[Information shown Boundary: Start]

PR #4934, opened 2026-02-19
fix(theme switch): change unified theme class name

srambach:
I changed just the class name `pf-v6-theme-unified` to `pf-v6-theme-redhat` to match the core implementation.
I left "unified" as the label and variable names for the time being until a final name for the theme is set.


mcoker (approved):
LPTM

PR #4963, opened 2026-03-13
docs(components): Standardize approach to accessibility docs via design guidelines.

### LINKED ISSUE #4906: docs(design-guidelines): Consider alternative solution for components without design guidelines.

[Information shown Boundary: End]
[Information shown Boundary: Start]

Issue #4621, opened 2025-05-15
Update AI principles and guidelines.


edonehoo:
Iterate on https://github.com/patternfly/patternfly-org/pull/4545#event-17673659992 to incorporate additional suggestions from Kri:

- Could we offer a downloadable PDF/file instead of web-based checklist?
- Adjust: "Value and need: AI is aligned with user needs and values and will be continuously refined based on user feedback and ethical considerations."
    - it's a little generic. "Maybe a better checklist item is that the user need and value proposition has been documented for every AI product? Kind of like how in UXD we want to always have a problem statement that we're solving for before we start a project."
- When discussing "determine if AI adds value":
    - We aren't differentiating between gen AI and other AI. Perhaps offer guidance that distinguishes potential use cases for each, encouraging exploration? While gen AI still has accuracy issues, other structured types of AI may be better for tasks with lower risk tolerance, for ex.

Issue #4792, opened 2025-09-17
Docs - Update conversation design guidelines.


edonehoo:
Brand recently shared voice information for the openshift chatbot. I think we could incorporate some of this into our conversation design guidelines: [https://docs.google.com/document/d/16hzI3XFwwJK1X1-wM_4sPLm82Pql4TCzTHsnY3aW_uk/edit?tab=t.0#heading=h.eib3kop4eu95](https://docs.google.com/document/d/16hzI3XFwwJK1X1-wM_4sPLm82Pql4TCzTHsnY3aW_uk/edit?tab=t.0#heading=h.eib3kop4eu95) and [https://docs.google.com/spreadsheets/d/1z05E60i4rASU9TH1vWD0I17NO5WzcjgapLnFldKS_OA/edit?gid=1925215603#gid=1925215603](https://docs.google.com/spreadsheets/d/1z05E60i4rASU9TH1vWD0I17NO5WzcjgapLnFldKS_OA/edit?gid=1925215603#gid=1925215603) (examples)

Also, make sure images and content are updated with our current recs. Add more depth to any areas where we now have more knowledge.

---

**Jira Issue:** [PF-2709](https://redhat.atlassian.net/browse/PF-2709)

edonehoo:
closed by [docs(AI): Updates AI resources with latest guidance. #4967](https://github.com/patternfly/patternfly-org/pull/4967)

[Information shown Boundary: End]

- Task statement -
Could you repeat exactly the lines above from the line with "PR #4934, opened 2026-02-19" up to and including the line with "PR #4963, opened 2026-03-13", and only those?

- Reply -
PR #4934, opened 2026-02-19
fix(theme switch): change unified theme class name

srambach:
I changed just the class name `pf-v6-theme-unified` to `pf-v6-theme-redhat` to match the core implementation.
I left "unified" as the label and variable names for the time being until a final name for the theme is set.


mcoker (approved):
LPTM

PR #4963, opened 2026-03-13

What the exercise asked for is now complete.